Deni Avdija has been in and out of the lineup for six weeks dealing with a bad back; acting head coach Tiago Splitter admitted before Tuesday's hard-fought loss to the Minnesota Timberwolves that they need to figure out a long-term solution to managing their best player's health down the stretch. All we know for sure is Avdija is ruled out for tonight's game in Chicago, the first stop of a five-game road trip.
And Shaedon Sharpe, who missed the previous six games with a left calf strain, was diagnosed Tuesday with a left fibula stress reaction. Four-to-six-weeks is the official timeline for re-evaluation, but I'd be shocked if he plays again this season.
The Blazers may not be purely focused as an organization on collecting data on their young players anymore, but it still hurts that the grand total of minutes Avdija, Sharpe and Scoot Henderson will share the court this year will almost certainly be zero.

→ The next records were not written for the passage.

Issue #4664, opened 2026-08-22
board-renderer WASM holds 3 full RGBA copies per render — linear memory ratchets ~32MB per instance


marcodejongh:
See above

Issue #4650, opened 2026-08-21
Vercel Fluid CPU is burning ~42 h/day three days into the cycle — find it before it eats the month


marcodejongh:
Part of #4648 (Phase 0).

## The numbers

Three days into the Aug 18 – Sep 17 billing cycle (measured 2026-08-21):

- Fluid Active CPU: **127 h** ($16.56) — ~42 h/day, i.e. ~1.8 vCPU busy around the clock
- Function invocations: **1.8 M** — ~7 requests/second sustained
- Fast Origin Transfer: **101 GB**
- Observability events: **6.89 M** ($8.27)

That's for a site that no longer serves the climbing UI (post-#4358 www is marketing, account, gym and SEO surfaces plus `/api/v1`). Marco: "something's wrong if they are that high already." If nothing changes the cycle lands at $300–400.

## How to get the per-route data

The Vercel MCP server has no metrics tool (only logs/errors/analytics), but the **`vercel metrics` CLI** queries Observability directly and groups by dimension. Observability Plus is required for function metrics — the $8.27 events line says the paid ingest is on, so **pull the data before Phase 0 turns that ingest down**:

```bash
vc metrics list                                   # discover metric ids available to the team
vc metrics schema <function-cpu-metric>           # confirm dimensions (route, etc.)
vc metrics <function-cpu-metric> --project <web> --prod --since 3d \
  --group-by <route-dimension> --order-by value --limit 25 --format json
# repeat for invocations + duration; CPU-per-invocation = cpu_time / invocations per route
```

Also worth one pass: `vc metrics` on edge requests grouped by route (what's actually being crawled), and the Observability dashboard's Functions tab as a cross-check.

## Suspects, in order

1. **Sitemap shards** — #4552 measured `/sitemaps/climbs/N.xml` at 51 s cold; #4523/#4524/#4583 document cold-cache misses and retries. Crawlers walking the sitemap tree would be exactly this shape of burn.
2. **Bot traffic on dynamic SSR pages missing the edge cache** — caching depends on `Vercel-CDN-Cache-Control` s-maxage set in `middleware.ts:236-251`; check the actual cache hit rate. 7 req/s with ~34 GB/day origin transfer smells like heavy crawling.
3. The 300 s routes (`prewarm-heatmap` ×5, `profile-percentiles`) — weekly schedules, shouldn't reach 42 h/day, but rule them out.

## Output

[...]

PR #4675, opened 2026-08-22
fix(web): stop /api/internal/board-render OOM-killing its instances

marcodejongh:
## Summary

`/api/internal/board-render` OOM-killed its Vercel instances **507 times in three days** — 61% of all error volume — at roughly 50k renders/day. Three things were stacked on top of each other:

1. **Per-request decode → encode → decode waste.** Every request loaded each board photo, resized it, re-encoded it to WebP, then handed the first buffer straight back to sharp to be decoded again for compositing. `dim_background` then allocated and PNG-encoded a full W×H×4 black scrim, and the OG variant rasterised a blurred 1200×630 SVG per request. On the tallest Kilter board (1080×2498) that is several 10 MB planes per request, none of them reusable.
2. **No caching at all.** The long-running backend OG renderer has cached its composed base and its final bytes in a `BoundedLru` pair since #3829; the web route cached nothing, so every climb on a board re-did that board's photos.
3. **Untuned libvips + unbounded concurrency.** sharp's defaults (50 MB operation cache, one worker thread per core) assume a long-lived server with the machine to itself, and nothing limited how many renders ran at once — so peak memory tracked the arrival rate, and a traffic spike killed the instance instead of slowing it down.

What changed:

- **`composeBoardBaseBuffer`** decodes layers one at a time and folds them as raw RGBA, so peak stays around three planes regardless of layer count and nothing is re-encoded. The OG variant reuses the cached `composeOgBaseBuffer` + `encodeOgImage` pair the backend already uses.
- **Three module-level caches in the route**: composed board base (64 MB / 24), OG base (32 MB / 8), final encoded bytes (32 MB / 2000, keyed on the full canonical param tuple). Plus in-flight coalescing at two levels — one render per identical request, and one *base compose* per board, so two climbs on the same board arriving together don't each fold that board's ~10 MB of photos.
- **A FIFO semaphore** (`BOARD_RENDER_CONCURRENCY`, default 2) around the WASM render and the sharp pipeline, `sharp.cache({ memory: 16, files: 4, items: 100 })` + `sharp.concurrency(1)` at the route (the backend keeps libvips defaults), and a 3 MP output guard — the largest real board is 1080×2498 ≈ 2.70 MP, so anything larger is hand-crafted and gets a 400 rather than being resampled. A data-driven test fails if a future board grows past that ceiling, so it surfaces as a red test rather than a production 400.
- **Load shedding**: past 40 queued renders, new work gets a fast `503` + `Retry-After: 5` + `no-store` instead of a slot in a queue it can't clear inside the 30s budget. A request that can join an in-flight render is never shed — it costs nothing to serve.
- **`vercel.json`**: 3009 MB / 30s for this function as the stopgap that stops the bleeding while the above lands.

`Server-Timing` now carries `cache;desc=hit|base-hit|miss|none` and `queue;dur=<ms>`, so the hit rate and queue depth are readable straight off production traces.

Measured by QA: roughly **2× lighter and faster** on the render path.

Part of #4650 (Vercel burn hunt). The Rust follow-up that moves this render off Node entirely is #4664 — this is the fix that stops the kills today, not a replacement for it.

## Byte-level changes

Output bytes are not identical to `main` everywhere. Every affected URL is immutable and content-addressed by its params, so an old and a new copy simply coexist in the CDN.

- **`dim_background` output is unchanged — deliberately.** An earlier revision replaced the black scrim with an RGB scale (`rgb × (1 - dim)`), which is equivalent only for opaque pixels. QA measured every board WebP: they all carry alpha, and the photos are transparent everywhere except the holds, so ~77% of pixels came out with different alpha and up to 127 of RGB delta. `dim_background` is a full-bleed wash — that is what the iOS Live Activity widget asks for with `dim_background=0.18`, and what mobile's `LayeredClimbImage` draws as a full-bleed `rgba(0, 0, 0, 0.18)` view. The scrim composite is restored; the saving is kept by baking it into the *cached* base, so a board pays for it once on a cold cache instead of once per request.
- **Non-dim background renders change slightly.** The old path pushed every background layer through a lossy WebP q80 encode before compositing; the new one composites the decoded pixels directly. The new bytes are the more faithful render — the old ones carried an extra generation of WebP loss.
- **Two OG param combos with no live caller changed.** `variant=og&format=webp` used to silently return PNG and now returns WebP; `variant=og&format=jpeg` now encodes with the OG JPEG options (mozjpeg q85, full chroma) instead of the generic q90. Both fall out of reusing the backend's `encodeOgImage`. `variant=og&thumbnail=1` now composes full-size photos (it always did — only its cache key wrongly said otherwise).

## Release Notes

## Test plan

- `vp run typecheck` — passes (46 tasks).
- `vp test run --project board-render` — **76 passed / 8 files**, including three new suites:
  - `pipeline.test.ts` drives **real sharp** over 8×8 fixture PNGs: the base is exactly `w*h*4` bytes, layers fold in order, a corrupt layer is skipped, nothing resolving returns `null`, a cached base makes the second render byte-identical with one filesystem probe total, two concurrent misses on one board compose the base once (and compose twice when the in-flight map is not supplied), and the OG path decodes to 1200×630 and reuses its base. Dim is pinned at full-bleed semantics: a **fully transparent** source pixel comes out at `alpha = round(0.18 × 255) = 46` (exactly what the rejected linear approach failed), while an opaque one darkens by ×0.82.
  - `semaphore.test.ts` pins the high-water mark under 10 concurrent runs, FIFO order, and slot release on a throwing task.
  - `board-dimensions.test.ts` is the ceiling tripwire: `max(width × height)` over `BOARD_IMAGE_DIMENSIONS` must stay under `MAX_RENDER_OUTPUT_PIXELS`.
- `packages/web/app/api/internal/board-render/__tests__/route.test.ts` — **56 passed**, extended with a byte-cache key pair for every param that changes a pixel (`board_name`, `layout_id`, `size_id`, `set_ids`, `frames`, `format`, `thumbnail`, `include_background`, `dim_background`, `variant`), each asserting a genuine second render; the counterpart case that a param the route never reads (`angle`) is *served* from the cache; the concurrency limit (3 concurrent requests, gated renders, high-water mark 1); load shedding (42 queued → 43rd gets 503 + `Retry-After: 5` + `no-store`; a coalescable request is never shed); in-flight coalescing; the queue timing header; the 3 MP 400; and a 1080×2498 board still rendering.
- **Mutation-tested every guard**, each failing exactly its own test(s) and nothing else: stripping the five render-option params from the byte key (5 cases red), dropping just `thumbnail` (1 case red), dropping the four identity params (exactly those 4 red), `createSemaphore(100000)`, `MAX_QUEUED_RENDERS = 100000`, `MAX_RENDER_OUTPUT_PIXELS = 2_000_000` (tripwire names the offending board), disabling `byteCache.set`, bypassing the base-compose coalescing map, and reverting the dim scrim to the linear scale. The queue-ceiling mutation also exposed a test-isolation hazard — a failing gated test stranded its renders and timed out every test after it — now fixed with an `afterEach` that releases the gate and drains the queue, so a failure stays local to its own test.
- `vp run test:web` — 4023 passed / 9 failed. All nine are pre-existing flakes in admin/auth/gym component suites (`location-sync-freezes-panel`, `gym-owner-reassign-panel`, `overview-tab`, `auth-modal-server-errors`, …); re-running them in isolation on this branch gives a different failure set each time (1, then 4, same code), none import anything this PR touches, and CI's `test-default` shards are green.
- `packages/web/scripts/board-render-memory-harness.mjs` is the manual RSS harness for a before/after against `main` (needs a running dev server; not wired into CI).

https://claude.ai/code/session_016aZ1zjpqkXScoo4jyzL49X

### DIFF
--- a/packages/shared/board-render/src/__tests__/board-dimensions.test.ts
+++ b/packages/shared/board-render/src/__tests__/board-dimensions.test.ts
@@ -1,0 +1,37 @@
+import { BOARD_IMAGE_DIMENSIONS } from '@boardsesh/board-config';
+import { describe, expect, it } from 'vitest';
+import { MAX_RENDER_OUTPUT_PIXELS } from '../validation';
+
+/**
+ * Tripwire for the render route's pixel ceiling.
+ *
+ * A full-size render is the board image's own dimensions, so the ceiling has to
+ * stay above the largest board art we ship. If a future board is taller than
+ * this allows, that must surface as a red test here — not as a 400 for every
+ * request for that board in production.
+ */
+describe('board art fits under the render pixel ceiling', () => {
+  const boardImages = Object.entries(BOARD_IMAGE_DIMENSIONS).flatMap(([boardName, images]) =>
+    Object.entries(images).map(([imageName, { width, height }]) => ({
+      label: `${boardName}/${imageName}`,
+      pixels: width * height,
+      width,
+      height,
+    })),
+  );
+
+  it('covers every board image', () => {
+    expect(boardImages.length).toBeGreaterThan(100);
+  });
+
+  it('leaves the largest board under MAX_RENDER_OUTPUT_PIXELS', () => {
+    const largest = boardImages.reduce((worst, image) => (image.pixels > worst.pixels ? image : worst));
+
+    expect(
+      largest.pixels,
+      `${largest.label} renders at ${largest.width}×${largest.height} (${largest.pixels} px), over the ` +
+        `${MAX_RENDER_OUTPUT_PIXELS} px ceiling in validation.ts. Raise the ceiling (and the route's memory ` +
+        'budget with it) rather than letting this board 400 in production.',
+    ).toBeLessThan(MAX_RENDER_OUTPUT_PIXELS);
+  });
+});
--- a/packages/shared/board-render/src/__tests__/lru.test.ts
+++ b/packages/shared/board-render/src/__tests__/lru.test.ts
@@ -64,6 +64,23 @@ describe('BoundedLru', () => {
     expect(cache.get('huge')).toBeUndefined();
   });
 
+  it('drops every entry and its byte total on clear', () => {
+    const cache = byteLru(3, 100);
+    cache.set('first', Buffer.alloc(10));
+    cache.set('second', Buffer.alloc(10));
+
+    cache.clear();
+
+    expect(cache.size).toBe(0);
+    expect(cache.byteSize).toBe(0);
+    expect(cache.get('first')).toBeUndefined();
+
+    // Still usable afterwards.
+    cache.set('third', Buffer.alloc(10));
+    expect(cache.size).toBe(1);
+    expect(cache.byteSize).toBe(10);
+  });
+
   it('returns undefined for missing keys and tracks sizes accurately across evictions', () => {
     const cache = byteLru(3, 100);
     expect(cache.get('missing')).toBeUndefined();
--- a/packages/shared/board-render/src/__tests__/pipeline.test.ts
+++ b/packages/shared/board-render/src/__tests__/pipeline.test.ts
@@ -1,0 +1,275 @@
+import { mkdtempSync, rmSync, writeFileSync } from 'node:fs';
+import { tmpdir } from 'node:os';
+import { join } from 'node:path';
+import sharp from 'sharp';
+import { afterAll, beforeEach, describe, expect, it } from 'vitest';
+import { BoundedLru } from '../lru';
+import { composeBoardBaseBuffer, renderBoardImageBuffer, type OgBaseResult, type ResolveImagePath } from '../pipeline';
+import type { RenderableBoardDetails } from '../types';
+
+const SIZE = 8;
+const PIXELS = SIZE * SIZE;
+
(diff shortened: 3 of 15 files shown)


marcodejongh:
Re the last review pass, for anyone reading the ⚠️ before the checks finish:

**`angle` is not missing from the byte-cache key — this route never reads it.** `GET` reads exactly ten query params (`board_name`, `layout_id`, `size_id`, `set_ids`, `frames`, `thumbnail`, `include_background`, `variant`, `format`, `dim_background`); `angle` appears nowhere in the route, in `buildRenderConfig`, or in `WasmRenderConfig`. Rather than leave that as prose, 695fb146 pins it: a request that adds `angle` is served the cached bytes, and the day `angle` (or any new param) starts changing pixels that test goes red and the param has to join the key.

The other two points from that pass are addressed or deliberate: the byte-key matrix now covers `board_name`, `layout_id`, `size_id`, `set_ids` and `frames` as well (verified by dropping the four identity params from the key — exactly those four cases go red), and `resetBoardRenderCaches` stays an ungated export. It only clears in-memory caches, it has no production caller, and an App Router route module may not export anything but handlers and route config — which is why the caches live in a sibling module at all.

Not that this is new to anybody. Henderson missed the first 51 games of the season with a torn hamstring, Jrue Holiday missed two months earlier in the season with a calf strain and Jerami Grant missed 14 games with Achilles soreness. Toumani Camara is the only Blazer who's played in all 59 games to this point. They've had to survive all year with what they have, and they've somehow managed to get to this pivotal final stretch of the season exactly where most people thought in October that they'd be: in the play-in.
Now, the final push will have to come from a collection of players that mostly haven't been here before. And nobody has a bigger opportunity over the last 23 games to be the reason the Blazers stay afloat, and maybe even make the playoffs, than their third-year point guard.